FIGURE 9 shows the performances (in Megaflops per second) as a function of the memory footprint (in kilobytes).
FIGURE 9 Performance of the Matrix Summation Operation
Only square nxn matrices are used. The footprint is then given by n * n * 4/1024 kilobytes. Note the log-log scale in the graph.
To filter out timing anomalies, each performance experiment was repeated three times. The average over these three results is the value that was plotted.
The shape of these curves is not surprising. With both versions, the performance is highest for a footprint of about 64 kilobytes, the size of the L1 D-cache on the UltraSPARC III Cu processor.
Because the entire matrix fits in this cache, it will also fit in the D-TLB cache and the memory access pattern is irrelevant when it comes to performance.
However, there is a slight difference between the two versions.
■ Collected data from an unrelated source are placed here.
PR #578, opened 2022-02-01
Set GOAMD64 if variant is set

imjasonh:
This change also changes behavior of GOARM, since docs suggest that it's only used when the `GOARCH=arm`, and not `arm64`.

This change should benefit users using the upcoming Go 1.18 building on base images that provide amd64 with a variant specified.

### DIFF
--- a/pkg/build/gobuild.go
+++ b/pkg/build/gobuild.go
@@ -335,14 +335,20 @@ func buildEnv(platform v1.Platform, userEnv, configEnv []string) ([]string, erro
 		"GOOS=" + platform.OS,
 		"GOARCH=" + platform.Architecture,
 	}
-
-	if strings.HasPrefix(platform.Architecture, "arm") && platform.Variant != "" {
-		goarm, err := getGoarm(platform)
-		if err != nil {
-			return nil, fmt.Errorf("goarm failure: %w", err)
-		}
-		if goarm != "" {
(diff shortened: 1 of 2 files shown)


pkg/build/gobuild.go
```diff
@@ -335,14 +335,20 @@ func buildEnv(platform v1.Platform, userEnv, configEnv []string) ([]string, erro
...
-	if strings.HasPrefix(platform.Architecture, "arm") && platform.Variant != "" {
-		goarm, err := getGoarm(platform)
-		if err != nil {
-			return nil, fmt.Errorf("goarm failure: %w", err)
-		}
-		if goarm != "" {
-			env = append(env, "GOARM="+goarm)
+	if platform.Variant != "" {
+		switch platform.Architecture {
+		case "arm":
```
jonjohnsonjr, line 340: This drops arm64.

imjasonh: This is intentional.

> This change also changes behavior of GOARM, since docs suggest that it's only used when the GOARCH=arm, and not arm64.

The docs don't seem to mention GOARM's behavior when GOARCH=arm64, only when GOARCH=arm. Maybe I'm misreading?

jonjohnsonjr: Well there it is.

jonjohnsonjr (approved):

PR #581, opened 2022-02-03
Include cred helpers in keychain

imjasonh:
This adds implicit support for Google, Amazon, Azure and GitHub container registries if the environment provides credentials.

Binary size increases from 22 MB -> 26 MB


imjasonh:
lol: https://github.com/google/ko/runs/5045688219?check_suite_focus=true

Pulling distroless attempts to use gcloud auth, which is not configured, so it fails closed, instead of falling back to trying anonymous, which would succeed. 🤔

imjasonh:
This should be RFAL now.

mattmoor (approved):
🤩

The column-oriented version is slightly slower. Additional cache conflicts cause this difference. The column version has a non-unit stride access pattern, increasing the chance of premature cache line evictions.
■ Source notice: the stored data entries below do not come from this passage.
PR #583, opened 2022-02-06
Introduce koverrides

jdolitsky:
Introduce the concept of koverrides, which provide a lightweight interface for supplying environment-specific configuration settings in Kubernetes YAML files(s).

Similar to the `ko://` prefix, YAML nodes containing a `koverride://` prefix will be preprocessed. Users can then use the `--koverrides` flag to provide configuration overrides (if necessary).

See README updates in this changeset for more details. 

*(copy pasting README changes below)*

## "koverrides"

When using `ko` in the context of Kubernetes, you may wish to reuse your YAML file(s)
across several different environments.

As a lightweight solution for environment-specific configuration, you can leverage
"koverrides" (a.k.a. `ko` overrides).

Using koverrides, you can prefix values with `koverride://` and supply a default value:

```yaml
apiVersion: v1
kind: ConfigMap
metadata:
  name: demo
data:
  db-host: koverride://db.host/mysql.default.svc
  db-port: koverride://db.port/3306
  db-user: koverride://db.user
  db-pass: koverride://db.pass
```

The default value can be defined as everything after the first forward slash (`/`)
character. If there is no default, then an empty string will be used (`""`).
Nested keys are supported using dot (`.`) notation.

Consider the following koverrides file, `demo.yaml`:

```yaml
db:
  host: db.example.com
  user: secretuser
  pass: secretpass
```

Now we run `ko resolve` (or `ko apply`) using the
`--koverrides` flag, pointing to the file:

```
ko resolve -f config/ --koverrides demo.yaml
```

Which produces the following YAML:

```yaml
apiVersion: v1
kind: ConfigMap
metadata:
  name: demo
data:
  db-host: db.example.com
  db-port: "3306"
  db-user: secretuser
  db-pass: secretpass
```

For practical purposes, all resulting values are coerced to strings
(e.g. `3306 -> "3306"`).

This feature is particularly useful for Kubernetes resource types designed
for configuration purposes, such as ConfigMaps or Secrets.

### DIFF
--- a/.gitignore
+++ b/.gitignore
@@ -1,4 +1,5 @@
 # Ignore GoLand (IntelliJ) files.
 .idea/
 
+coverage.txt
 ko
--- a/README.md
+++ b/README.md
@@ -421,6 +421,68 @@ ko delete -f config/
 This is purely a convenient alias for `kubectl delete`, and doesn't perform any
 builds, or delete any previously built images.
 
+## "koverrides"
+
+When using `ko` in the context of Kubernetes, you may wish to reuse your YAML file(s)
+across several different environments.
+
+As a lightweight solution for environment-specific configuration, you can leverage
+"koverrides" (a.k.a. `ko` overrides).
+
+Using koverrides, you can prefix values with `koverride://` and supply a default value:
+
+```yaml
+apiVersion: v1
+kind: ConfigMap
+metadata:
+  name: demo
+data:
+  db-host: koverride://db.host/mysql.default.svc
+  db-port: koverride://db.port/3306
+  db-user: koverride://db.user
+  db-pass: koverride://db.pass
+```
+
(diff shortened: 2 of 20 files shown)


imjasonh:
Interesting!

Is there a way a user could do this with some existing YAML templating tool like `kustomize` today, that `ko`verrides supports better somehow? In general I'd prefer to have `ko` remain a relatively single-use tool, rather than embarking down the path of more complex YAML templating/overrides, especially while existing tools exist for that.

jonjohnsonjr:
Yeah I'd punt this to `kustomize` or [`skaffold`](https://skaffold.dev/docs/pipeline-stages/builders/ko/).

jdolitsky:
Perhaps you didn't notice, but I included unit tests for this feature.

In general, the curve for the row version is smoother than for the column version. This is because the non-unit stride access pattern in the latter gives rise to more cache line collisions.
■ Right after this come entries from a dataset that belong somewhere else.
PR #3016, opened 2019-08-01
[TRIVIAL] Clarify online delete data error message.

mtrippled:
This was inspired by the conversation on https://github.com/ripple/rippled/pull/3015
Namely, the existing error message is unclear that rippled doesn't just automatically know how to move its data around when the config changes. This error message is more clear that rippled doesn't know how to work with data in a corrupted state.

### DIFF
--- a/src/ripple/app/misc/SHAMapStoreImp.cpp
+++ b/src/ripple/app/misc/SHAMapStoreImp.cpp
@@ -512,18 +512,20 @@ SHAMapStoreImp::dbPaths()
         stateDbPathName /= dbName_;
         stateDbPathName += "*";
 
-        journal_.error() << "state db error: " << std::endl
+        journal_.error() << "state db error:\n"
                 << "  writableDbExists " << writableDbExists
-                << " archiveDbExists " << archiveDbExists << std::endl
+                << " archiveDbExists " << archiveDbExists << '\n'
                 << "  writableDb '" << state.writableDb
-                << "' archiveDb '" << state.archiveDb << "'"
-                << std::endl << std::endl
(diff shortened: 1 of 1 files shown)


src/ripple/app/misc/SHAMapStoreImp.cpp
```diff
@@ -542,16 +542,20 @@ SHAMapStoreImp::dbPaths()
 
         journal_.error() << "state db error: " << std::endl
                 << "  writableDbExists " << writableDbExists
-                << " archiveDbExists " << archiveDbExists << std::endl
+                << " archiveDbExists " << archiveDbExists << '\n'
                 << "  writableDb '" << state.writableDb
                 << "' archiveDb '" << state.archiveDb << "'"
-                << std::endl << std::endl
```
MarkusTeufelberger: Doesn't this cause issues on Windows? Why mix `std::endl` and `\n` in the first place?

nbougalis: I don't think it's a problem. The `\n` works correctly when printing to the console; worse case scenario, it doesn't print over multiple lines in the file and that's sorta-kinda OK. The only difference here is that `std::endl` will flush `stdout` buffers.

mtrippled: @MarkusTeufelberger @nbougalis I've removed std::endl -- at the least, it's kind of ugly to mix the two types of line endings. And when rippled writes to the console, it's to stderr, which is unbuffered, so std::endl doesn't even have an effect different from '\n'.

mtrippled:
rebased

Once the matrix no longer fits in the D-cache but still fits in the L2 E-cache, performance degrades, but the performance curves are still similar. This is because all of the matrix can be mapped into the E-cache and D-TLB.
As soon as the matrix no longer fits in the E-cache, performance degrades again, but the curves are no longer identical. The row version outperforms the column version in a rather dramatic way. It is about four to five times faster.
Software Prefetch Effect
Studying the effect of software prefetch is interesting. The previous results shown were obtained with software prefetch disabled (-xprefetch=no compiler option).
With the -xprefetch=yes option, the compiler applies heuristics to decide which prefetch instructions to insert and whether or not to insert them.
On small problems, prefetching data is not meaningful, as the matrix will be in one of the caches anyway. There is not much latency to hide and the additional cost of the prefetch instruction only slows down the program.
A prefetch instruction on data that is not mapped into the D-TLB will be dropped. The poor memory access pattern in the column version generates many D-TLB misses on large matrices. Therefore, there is no practical reason to insert prefetch instructions in the column version.15
This is different for the row version. Thanks to the favorable memory access pattern, this algorithm only generates a modest amount of D-TLB misses compared to the total number of cache references. When accessing a large matrix, prefetch should, therefore, help hide the memory latency
FIGURE 10 is a plot of the performance for the row version, with and without software prefetch. The speed-up (performance ratio between the two versions) is given in FIGURE 11.
Comparing the performances shown in FIGURE 9 and FIGURE 10, it is seen that prefetch not only improves performance for large matrices that do not fit in the level 2 E-cache, but also helps for data sets that are E-cache resident. For a memory footprint between 64 kilobytes and 8 megabytes, the row version with prefetch does not degrade in performance (FIGURE 10), whereas the original version without prefetch does (FIGURE 9).
FIGURE 10 Effect of Software Prefetch on the Row Oriented Version.
FIGURE 11 Performance Ratio for the Row Version With and Without Prefetch.
For matrices that fit in the D-cache, prefetch slows down the operation, but the degradation is limited to approximately 20 percent.
For larger matrices, prefetch has a significant effect on performance. The speed-up for E-cache resident matrices is close to 4. For larger matrices, the speed-up is almost a factor of 5.